The most obvious counterpoint to statement two would perhaps be Miralem Pjanic as regista, which has not really seemed to work in any capacity. Certainly the midfield, of the three positional groups, struggled the most this year and is now the necessary focal point of transfer activity (in addition to the fullbacks, though that’s more of just a personnel question rather than a place that needs fixing).

The counterpoint to the counterpoint here is that, OK, even if one says that Pjanic at regista makes no sense, who else could there be? Claudio Marchisio is everyone’s first cry here, but health has been a concern as well as Principino’s ability to defend properly at this point in his career. So the counterpoint to the counterpoint would say that, sure, Pjanic hasn’t worked out — but there’s no other current option no the team, and this stopgap solution has more than worked out.

The most difficult part of assessing Allegri is allowing room for nuance; nuance is often the great difficulty in the world of sports, in the world of being a fan, and in the world of analyzing sports. In this case, in particular, with the polar opposite moments and failures and successes of the last three years, nuance is even more difficult to locate.

Here’s my really dumb, ultimate confession-slash-takeaway: the longer I think about statements two and three, the more confused I am. The more I watch Juventus, the more confused I am. Rather than slowly increasing my understanding of what works and what hasn’t worked, continued exposure to the Bianconeri has really just perplexed me. There are certain things I really thought I know — like when I knew for a fact that Sami Khedira was done with being a good midfielder — and then, with one slight tweak, Allegri dashes what I thought I knew — allowing the German just a bit more leeway moving forward seemed to instantaneously turn his year around, and he finished by, yeah, maybe being Juve’s best midfielder not named Stefano Sturaro.

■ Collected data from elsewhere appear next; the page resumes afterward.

PR #6322, opened 2025-06-15
Refactor Intersection Iterator - [MOD-8842]

GuyAv46:

Implementation is based on #5619 

Micro-benchmarks show an improvement of up to 37%

#### Mark if applicable

### DIFF
--- a/src/iterators/intersection_iterator.c
+++ b/src/iterators/intersection_iterator.c
@@ -22,10 +22,13 @@ static IteratorStatus II_AgreeOnDocId(IntersectionIterator *it) {
   const t_docId docId = it->base.lastDocId;
   AggregateResult_Reset(it->base.current);
   for (int i = 0; i < it->num_its; i++) {
+    RS_ASSERT(it->its[i]->lastDocId <= docId);
     if (it->its[i]->lastDocId < docId) {
+      // Advance the iterator to the requested docId
       IteratorStatus rc = it->its[i]->SkipTo(it->its[i], docId);
       if (rc != ITERATOR_OK) {
         if (rc == ITERATOR_EOF) {
+          // Some child iterator reached EOF, so the intersection is also at EOF
           it->base.atEOF = true;
         } else if (rc == ITERATOR_NOTFOUND) {
           it->base.lastDocId = it->its[i]->lastDocId;
@@ -71,8 +74,16 @@ static IteratorStatus II_Read_CheckRelevancy(QueryIterator *base) {
   if (base->atEOF) {
     return ITERATOR_EOF;
   }
+  const t_docId prevLastDocId = base->lastDocId;
+
   base->lastDocId++; // advance the last docId. Current docId is at least this
-  return II_Read_Internal_CheckRelevancy(it);
+  IteratorStatus rc = II_Read_Internal_CheckRelevancy(it);
+  if (rc != ITERATOR_OK) {
+    // If we didn't find a relevant result, we need to reset the lastDocId to the previous value
+    base->lastDocId = prevLastDocId;
+    AggregateResult_Reset(base->current);
+  }
+  return rc;
 }
 
 static IteratorStatus II_Read(QueryIterator *base) {
@@ -80,15 +91,25 @@ static IteratorStatus II_Read(QueryIterator *base) {
   if (base->atEOF) {
     return ITERATOR_EOF;
   }
+  const t_docId prevLastDocId = base->lastDocId;
+
   base->lastDocId++; // advance the last docId. Current docId is at least this
-  return II_Read_Internal(it);
+  IteratorStatus rc = II_Read_Internal(it);
+  if (rc != ITERATOR_OK) {
+    // If we didn't find a relevant result, we need to reset the lastDocId to the previous value
+    base->lastDocId = prevLastDocId;
+    AggregateResult_Reset(base->current);
+  }
+  return rc;
 }
 
 static IteratorStatus II_SkipTo_CheckRelevancy(QueryIterator *base, t_docId docId) {
+  RS_ASSERT(base->lastDocId < docId);
   IntersectionIterator *it = (IntersectionIterator *)base;
   if (base->atEOF) {
     return ITERATOR_EOF;
   }
+  const t_docId prevLastDocId = base->lastDocId;
 
   base->lastDocId = docId;
 
@@ -98,22 +119,31 @@ static IteratorStatus II_SkipTo_CheckRelevancy(QueryIterator *base, t_docId docI
       return ITERATOR_OK;
     }
     // Agreed on docId, but not relevant - need to read the next valid result.
-    it->base.lastDocId++; // advance the last docId to the next possible value
+    base->lastDocId++; // advance the last docId to the next possible value
   } else if (ITERATOR_NOTFOUND != rc) {
+    base->lastDocId = prevLastDocId; // reset the lastDocId to the previous value
+    AggregateResult_Reset(base->current);
     return rc; // Unexpected - bubble up
   }
 
   // Not found - but we need to read the next valid result.
   rc = II_Read_Internal_CheckRelevancy(it);
   // Return rc, switching OK to NOTFOUND
-  return (rc == ITERATOR_OK) ? ITERATOR_NOTFOUND : rc; // Unexpected - bubble up
+  if (rc == ITERATOR_OK) {
+    return ITERATOR_NOTFOUND;
+  }
+  base->lastDocId = prevLastDocId; // reset the lastDocId to the previous value
+  AggregateResult_Reset(base->current);
+  return rc; // Unexpected - bubble up
 }
 
 static IteratorStatus II_SkipTo(QueryIterator *base, t_docId docId) {
+  RS_ASSERT(base->lastDocId < docId);
   IntersectionIterator *it = (IntersectionIterator *)base;
   if (base->atEOF) {
     return ITERATOR_EOF;
   }
+  const t_docId prevLastDocId = base->lastDocId;
 
   base->lastDocId = docId;
 
@@ -122,6 +152,10 @@ static IteratorStatus II_SkipTo(QueryIterator *base, t_docId docId) {
     // Not found - but we need to read the next valid result
     rc = II_Read_Internal(it);
     if (rc == ITERATOR_OK) rc = ITERATOR_NOTFOUND;
+  }
+  if (!(ITERATOR_OK == rc || ITERATOR_NOTFOUND == rc)) {
+    base->lastDocId = prevLastDocId; // reset the lastDocId to the previous value
+    AggregateResult_Reset(base->current);
   }
   return rc;
 }
@@ -136,7 +170,7 @@ static void II_Rewind(QueryIterator *base) {
 
   base->atEOF = false;
   base->lastDocId = 0;
-  base->current->docId = 0;
+  AggregateResult_Reset(base->current);
 
   // rewind all child iterators
   for (int i = 0; i < ii->num_its; i++) {
--- a/src/iterators/intersection_iterator.c
+++ b/src/iterators/intersection_iterator.c
@@ -21,7 +21,7 @@ static inline bool II_currentIsRelevant(IntersectionIterator *it) {
 static IteratorStatus II_AgreeOnDocId(IntersectionIterator *it) {
   const t_docId docId = it->base.lastDocId;
   AggregateResult_Reset(it->base.current);
-  for (int i = 0; i < it->num_its; i++) {
+  for (uint32_t i = 0; i < it->num_its; i++) {
     RS_ASSERT(it->its[i]->lastDocId <= docId);
     if (it->its[i]->lastDocId < docId) {
       // Advance the iterator to the requested docId
--- a/src/iterators/intersection_iterator.c
+++ b/src/iterators/intersection_iterator.c
@@ -69,7 +69,7 @@ static IteratorStatus II_AgreeOnDocId(IntersectionIterator *it, t_docId *curTarg
   return ITERATOR_OK;
 }
 
-static inline IteratorStatus II_Read_Internal_CheckRelevancy(IntersectionIterator *it, t_docId docId) {
+static inline IteratorStatus II_Find_Consensus_WithRelevancyCheck(IntersectionIterator *it, t_docId docId) {
   IteratorStatus rc;
   do { // retry until we agree on the docId
     rc = II_AgreeOnDocId(it, &docId);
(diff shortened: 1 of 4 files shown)


JoanFM (commented):
There is no need for IT_V2 ? I think

src/iterators/intersection_iterator.c
```diff
@@ -0,0 +1,271 @@
...
+  for (size_t i = 0; i < it->num_its; ++i) {
+    QueryIterator *cur = it->its[i];
+    if (!cur) {
+      // If the current iterator is empty, then the entire query will fail
+      it->num_expected = 0;
+      return false;
+    }
+    size_t amount = cur->NumEstimated(cur);
+    if (amount < it->num_expected) {
+      it->num_expected = amount;
```
JoanFM, line 248: If it is 0, we should also return false, we also know it would fail?

src/iterators/intersection_iterator.c
```diff
@@ -0,0 +1,271 @@
...
+    RS_ASSERT(it->its[i]->lastDocId <= docId);
+    if (it->its[i]->lastDocId < docId) {
+      // Advance the iterator to the requested docId
+      IteratorStatus rc = it->its[i]->SkipTo(it->its[i], docId);
+      if (rc != ITERATOR_OK) {
+        if (rc == ITERATOR_EOF) {
+          // Some child iterator reached EOF, so the intersection is also at EOF
+          it->base.atEOF = true;
+        } else if (rc == ITERATOR_NOTFOUND) {
+          it->base.lastDocId = it->its[i]->lastDocId;
```
JoanFM: I miss this logic, how are you sure you need to move here? I may miss some logic surrounding this? Maybe a better function naming can provide more context

src/iterators/intersection_iterator.c
```diff
@@ -0,0 +1,271 @@
...
+        }
+        return rc;
+      }
+    }
+    AggregateResult_AddChild(it->base.current, it->its[i]->current);
```
JoanFM, line 67: Also why is this?

src/iterators/intersection_iterator.c
```diff
@@ -0,0 +1,271 @@
...
+static inline bool II_currentIsRelevant(IntersectionIterator *it) {
+  return IndexResult_IsWithinRange(it->base.current, it->max_slop, it->in_order);
+}
+
+static IteratorStatus II_AgreeOnDocId(IntersectionIterator *it) {
+  const t_docId docId = it->base.lastDocId;
+  AggregateResult_Reset(it->base.current);
+  for (uint32_t i = 0; i < it->num_its; i++) {
+    RS_ASSERT(it->its[i]->lastDocId <= docId);
+    if (it->its[i]->lastDocId < docId) {
```
JoanFM, line 47: doesn't it play a role if the child is atEOF already?

JoanFM: I guess this is checked elsewhere in the non static code

JoanFM:
I cannot think now of a better way, but these multiple level loop seems hard to follow. Isn't there a way to make the loop over `AgreeOnId` more explicit?

src/iterators/intersection_iterator.c
GuyAv46: I don't feel comfortable with freeing all the iterators without attempting to query them based on an estimation. I also don't think it's a case worth optimizing

src/iterators/intersection_iterator.c
GuyAv46: I'll add more comments

src/iterators/intersection_iterator.c
GuyAv46: If a child returns EOF, we also return EOF, so it is not expected before we read from it

GuyAv46:
> There is no need for IT_V2? I think

I renamed the constructor `NewIntersectionIterator` instead of `NewIntersectIterator` to be more aligned with `NewUnionIterator` and more grammatically correct, so the `IT_V2` macro is not required

> I cannot think now of a better way, but these multiple level loop seems hard to follow. Isn't there a way to make the loop over AgreeOnId more explicit?

I don't think so, and it's better to maintain the current separation due to the differences in the outer loop when validation is required.
We must have 2 loops for the core logic 
```
while (no agreement) {
    for (every child) {
        check if the current child has the current target ID
    }
}
```

src/iterators/intersection_iterator.c
```diff
@@ -0,0 +1,294 @@
...
+
+static inline IteratorStatus II_Read_Internal_CheckRelevancy(IntersectionIterator *it, t_docId docId) {
+  IteratorStatus rc;
+  do { // retry until we agree on the docId
+    rc = II_AgreeOnDocId(it, &docId);
+    if (rc != ITERATOR_OK) {
+      continue;
+    }
+    if (!II_currentIsRelevant(it)) {
+      rc = II_ReadFromFirstChild(it, &docId);
```
JoanFM, line 80: This read is about "unblocking" the logic for the next AgreeOnDocId to start from fresh start?

src/iterators/intersection_iterator.c
```diff
@@ -0,0 +1,294 @@
...
+    }
+    // Hit!
+    it->base.lastDocId = it->base.current->docId;
+    return ITERATOR_OK;
+
+  } while (rc == ITERATOR_OK || rc == ITERATOR_NOTFOUND);
+  return rc;
+}
+
+static inline IteratorStatus II_Read_Internal(IntersectionIterator *it, t_docId docId) {
```
JoanFM: For better understanding of the code, would `II_Find_Consensus` be ab better name? (in counter to the ReadFirstChild)

src/iterators/intersection_iterator.c
```diff
@@ -0,0 +1,294 @@
...
+  // rewind all child iterators
+  for (int i = 0; i < ii->num_its; i++) {
+    ii->its[i]->Rewind(ii->its[i]);
+  }
+}
+
+static void II_Free(QueryIterator *base) {
+  IntersectionIterator *ii = (IntersectionIterator *)base;
+
+  for (int i = 0; i < ii->num_its; i++) {
```
JoanFM: As per copilot, here also `size_t`?

src/iterators/intersection_iterator.c
```diff
@@ -0,0 +1,294 @@
...
+ * If they do, aggregate their results into `current` and return ITERATOR_OK.
+ * If any of the iterators is at EOF, set `atEOF` to true and return ITERATOR_EOF.
+ * If any of the iterators is not at the requested docId, advance it to the requested `docId` and
+ * return ITERATOR_NOTFOUND. The caller may retry calling this function in that case.
+ * In case of an error, return the error code.
+ */
+static IteratorStatus II_AgreeOnDocId(IntersectionIterator *it, t_docId *curTarget) {
+  const t_docId docId = *curTarget;
+
+  for (uint32_t i = 0; i < it->num_its; i++) {
```
JoanFM, line 45: or size_t here or uint32_t in the other parts?

tests/cpptests/test_cpp_iterator_intersection.cpp
```diff
@@ -0,0 +1,353 @@
...
+        unsigned numChildren;
+        std::tie(numChildren, resultSet) = GetParam();
+        // Set docIds so the intersection of all children is resultSet.
+        // Make sure that some ids are unique to each child
+        docIds.resize(numChildren);
+        t_docId id = 1;
+        for (auto &childIds : docIds) {
+            // Copy the resultSet to each child as a base
+            childIds = resultSet;
+            // Add some unique ids to each child. Mock constructors will ensure that the ids are unique and sorted.
```
JoanFM: I think there is no damage to do the uniqueness and sorting here even if it is done twice. For tests clarity should come before optimization.

tests/cpptests/test_cpp_iterator_intersection.cpp
```diff
@@ -0,0 +1,353 @@
...
+            for (size_t i = 0; i < 100; i++) {
+                childIds.push_back(id++);
+            }
+        }
+        // Create children iterators
+        auto children = (QueryIterator **)rm_malloc(sizeof(QueryIterator *) * numChildren);
+        for (unsigned i = 0; i < numChildren; i++) {
```
JoanFM, line 44: Somehow it would be nice to "randomize" the original order of the Children iterator to validate the sorting in constructor

tests/cpptests/test_cpp_iterator_intersection.cpp
```diff
@@ -0,0 +1,353 @@
...
+INSTANTIATE_TEST_SUITE_P(IntersectionIterator, IntersectionIteratorCommonTest, ::testing::Combine(
+    ::testing::Values(2, 5, 25),
+    ::testing::Values(
+        std::vector<t_docId>{1, 2, 3, 40, 50},
+        std::vector<t_docId>{5, 6, 7, 24, 25, 46, 47, 48, 49, 50, 51, 234, 2345, 3456, 4567, 5678, 6789, 7890, 8901, 9012, 12345, 23456, 34567, 45678, 56789},
+        std::vector<t_docId>{9, 25, 30, 40, 50, 60, 70, 80, 90, 100, 110, 120, 130, 140, 150, 160, 170, 180, 190, 200, 210, 220, 230, 240, 250}
+    )
+));
+
+class IntersectionIteratorTest : public ::testing::Test {
```
JoanFM, line 162: Isn't there a way to use mocks so that we do not need to create an InvertedIndex.

JoanFM: Some sort of basic CheckRelevancy? this is the only logic we should test in such a unit test

src/iterators/intersection_iterator.c
GuyAv46: At this point, all the iterators agree on the ID, but it's irrelevant, so we read from the first child to get the next target ID. This is also the best child to read from when `in_order == false`, as the first child is expected to have the least amount of results

tests/cpptests/test_cpp_iterator_intersection.cpp
GuyAv46: For these tests, I need the proper encoding of the entries to use the relevancy test. It's simpler to use actual indexes than to implement a mock that does the same thing.
The mock is currently more designed to be light and fast for the benchmarks, and also to get a set of IDs with no additional metadata

tests/cpptests/test_cpp_iterator_intersection.cpp
GuyAv46: With the current setup, they won't be sorted initially (depends on the setup). I added a check that they are sorted by the constructor

tests/cpptests/test_cpp_iterator_intersection.cpp
GuyAv46: I find it less readable to add unnecessary steps. It makes it look like we expect the results to be unsorted twice for some reason.
The mock constructor handles any set of results as input. Why not rely on it?

src/iterators/intersection_iterator.c
```diff
@@ -0,0 +1,294 @@
...
+    base->SkipTo = II_SkipTo_CheckRelevancy;
+  }
+  base->Free = II_Free;
+  base->Rewind = II_Rewind;
+
+  if (!allValid) {
+    // Some of the iterators are NULL, so the intersection will always be empty.
+    base->Free(base);
+    base = IT_V2(NewEmptyIterator)();
+  }
```
BenGoldberger, line 293: why not check for if before and return?

GuyAv46: So I can call `base->Free(base);` without implementing another cleanup mechanism (we need to free all the children).
This is not a common case (if it can even happen), so I don't see a reason to optimize it

src/iterators/intersection_iterator.c
```diff
@@ -0,0 +1,295 @@
...
+  return rc;
+}
+
+static IteratorStatus II_Read(QueryIterator *base) {
+  IntersectionIterator *it = (IntersectionIterator *)base;
+  if (base->atEOF) {
+    return ITERATOR_EOF;
+  }
+  t_docId target;
+  IteratorStatus rc = II_ReadFromFirstChild(it, &target);
```
BenGoldberger, line 123: is this optimization needed?
won't `II_AgreeOnDocId` do the same thing on the first iteration?

src/iterators/intersection_iterator.c
```diff
@@ -0,0 +1,295 @@
...
+  RS_ASSERT(base->lastDocId < docId);
+  IntersectionIterator *it = (IntersectionIterator *)base;
+  if (base->atEOF) {
+    return ITERATOR_EOF;
+  }
+
+  IteratorStatus rc = II_AgreeOnDocId(it, &docId);
+  if (ITERATOR_OK == rc) {
+    it->base.lastDocId = it->base.current->docId;
+  } else if (ITERATOR_NOTFOUND == rc) {
```
BenGoldberger, line 170: isn't a single iteration of `II_Find_Consensus`? why cant we just call `II_Find_Consensus`

src/iterators/intersection_iterator.c
```diff
@@ -0,0 +1,295 @@
...
+    }
+    // Agreed on docId, but not relevant - need to read the next valid result.
+    rc = II_ReadFromFirstChild(it, &docId);
+    if (rc != ITERATOR_OK) return rc; // If we failed to read, bubble up the error
+  } else if (ITERATOR_NOTFOUND != rc) {
+    return rc; // Unexpected - bubble up
+  }
+
+  // Not found - but we need to read the next valid result.
+  // `docId` is set to the next valid docId (by `II_AgreeOnDocId` or `II_ReadFromFirstChild`).
```
BenGoldberger, line 151: again it looks like a single iteration of `II_Find_Consensus_WithRelevancyCheck`
I wonder if it needed?

JoanFM (approved):

src/iterators/intersection_iterator.c
GuyAv46: Almost the same, but if we hit the requested ID, we want to return `ITERATOR_OK`; otherwise, the next one we have consensus on, but return `ITERATOR_NOTFOUND`.

src/iterators/intersection_iterator.c
GuyAv46: This is kind of manually doing the first iteration of `Find_Consensus`, but we must do it to differentiate between a hit on the requested ID and other results

src/iterators/intersection_iterator.c
GuyAv46: `II_AgreeOnDocId` needs a target ID.
The alternative (which was my original implementation) is to start with `it->lastDocId + 1`, but this is a bit less efficient;
1. It adds another iteration of `II_AgreeOnDocId` if the first child doesn't have this ID
2. It requires a `child->SkipTo` call, which is usually less performant than a `Read` (especially with `it->SkipTo(it->lastDocId + 1)`, which will return the same result as `it->Read()`)

src/iterators/intersection_iterator.c
BenGoldberger: then maybe we can add a boolean for the first iteration?
what do you think? it may have a cleaner result

BenGoldberger (approved):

At the end of the day, I’m not mad about the confusion I feel, because the profound unknowing brings me back to what can be quantified, what can be known and understood immediately without having to conjecture endlessly about things to which I may never find the answer. And what we can indeed know is this: for four years in a row under Allegri, Juventus have won the domestic double. In four years of Champions League play, Juventus have twice made the final game.